With 60% of Yemenis Food Insecure, Yemen Government Disregards Poland's Food Aid

2023-10-02 08:29 PM UTC

 

 

   The Polish government withdrew its 40000-tonne wheat grant to Yemen, a decision taken after about eight months of waiting for the Yemeni government to find a way to transport the shipment to war-ravaged Yemen, where millions experience food insecurity.

The declaration of the grant withdrawal has sparked a public outcry in Yemen and presented another example of the Yemeni government's corruption and irresponsibility.

A memorandum from the Embassy of Yemen in Poland, dated February 2023, said the State of Poland provided a 20000-tonne grant to the Yemeni people, and in May 2023, the quantity was raised to 40000 tonnes. The Embassy urged the government to take the necessary action to secure the transportation of the shipment to Yemen.

However, time passed, and the Aden-based concerned authorities devised no practical plan for transporting the wheat shipment. The Ministry of International Cooperation and Planning asked the World Food Program to transport the wheat shipment from Poland to Yemen, saying the government did not have the financial resources to pay for the shipment transportation.

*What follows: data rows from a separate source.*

PR #247, opened 2024-02-01
Align release github action with Kiali

### LINKED ISSUE #229: Update the Release Job to be triggered manually
I was trying to release a version but the release job was skipped, see https://github.com/kiali/openshift-servicemesh-plugin/actions/runs/7274246466

It should be possible to, at least be able to specify all the parameters needed to be released, like the Kiali and the Operator.

ferhoyos:
### Describe the change

Now that openshift-servicemesh-plugin follows same release cadence as kiali (one minor release every 3 weeks and branch creation with that release), I have aligned release github action with kiali repository one to determine what type of release needs:

- If the branch selected is `main` -> Minor version (e.g., from 1.79 to 1.80)
- If the branch selected is a release version -> Patch version (e.g. from 1.79.0 to 1.79.1 if branch selected is v1.79

Currently patch versions are not released because OSSMC always embeds 1.73 version due to PF limitation. When the plugin is adapted to PF5 we will have to plan a release schedule to match Kiali version with OSSMC version (I mean Kiali code embedded in OSSMC).

### Issue reference
Closes #229

### DIFF
--- a/.github/workflows/release.yaml
+++ b/.github/workflows/release.yaml
@@ -3,8 +3,7 @@ name: Release
 on:
   schedule:
   # Every Monday at 07:00 (UTC)
-  - cron: '00 7 * * MON'
-
+  - cron: "00 7 * * MON"
   workflow_dispatch:
     inputs:
       plugin_quay_repository:
@@ -24,10 +23,9 @@ jobs:
       branch_version: ${{ env.branch_version }}
       next_version: ${{ env.next_version }}
       plugin_quay_tag: ${{ env.plugin_quay_tag }}
-      plugin_quay_repo: ${{ env.plugin_quay_repo }}
     steps:
     - name: Checkout code
-      uses: actions/checkout@v3
+      uses: actions/checkout@v4
       with:
         ref: ${{ github.ref_name }}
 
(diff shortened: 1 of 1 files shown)


.github/workflows/release.yaml
```diff
@@ -143,10 +142,9 @@ jobs:
           PLUGIN_QUAY_REPO="${{ github.event.inputs.plugin_quay_repository }}"
         fi
 
-        PLUGIN_QUAY_TAG="$PLUGIN_QUAY_REPO:$RELEASE_VERSION"
+        PLUGIN_QUAY_TAG="$PLUGIN_QUAY_REPO:$RELEASE_VERSION $PLUGIN_QUAY_REPO:$BRANCH_VERSION"
```
josunect, line 145: Just some clarification on this line: It is right to have a tag with blanks?

ferhoyos: Yes, the blank means that you will have two tags (the release version and the branch version, for example v1.78.0 and v1.78). It is exactly what we have in kiali release process (https://github.com/kiali/kiali/blob/24ca2f7ade3222a99664654715286e420a4325a6/.github/workflows/release.yml#L146)

josunect (approved):
LG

The WFP apologized, saying it could not afford to bear the expenses of transporting, packaging, and distributing the shipment to the beneficiaries in all governorates of Yemen.

The Ministry of Industry and Trade signed a contract with a UAE-based company to transport the wheat shipment in return for part of it. However, the ministry indicated that Prime Minister Muaeen Abdulmalek refused to approve the contract concluded between the Ministry of Industry and Trade and the company.

The price of wheat shipment is estimated at US$14 million. Despite that, the Yemeni government did not take any action to allocate US$2 million to transport the shipment. With this abject failure to solve this simple matter, countless Yemenis have called for a transparent investigation.

 After nine years of conflict in Yemen, seventeen million people, roughly 60% of the population, are facing crisis level or acute food insecurity conditions as of March 2023, according to World Bank reports.

Yemenis' reliance on agriculture has also dropped over the past years of war, and the agriculture sector sustained enormous losses estimated at 111 billion dollars. Simultaneously, Yemen imports 90 percent of its food commodities. Given these frustrating numbers about food insecurity in Yemen, the failure of the Yemeni government to transport the wheat shipment grant from Poland is emblematic of the Yemeni officials' disregard for humanitarian suffering and their involvement in exacerbating the ordeal of civilians.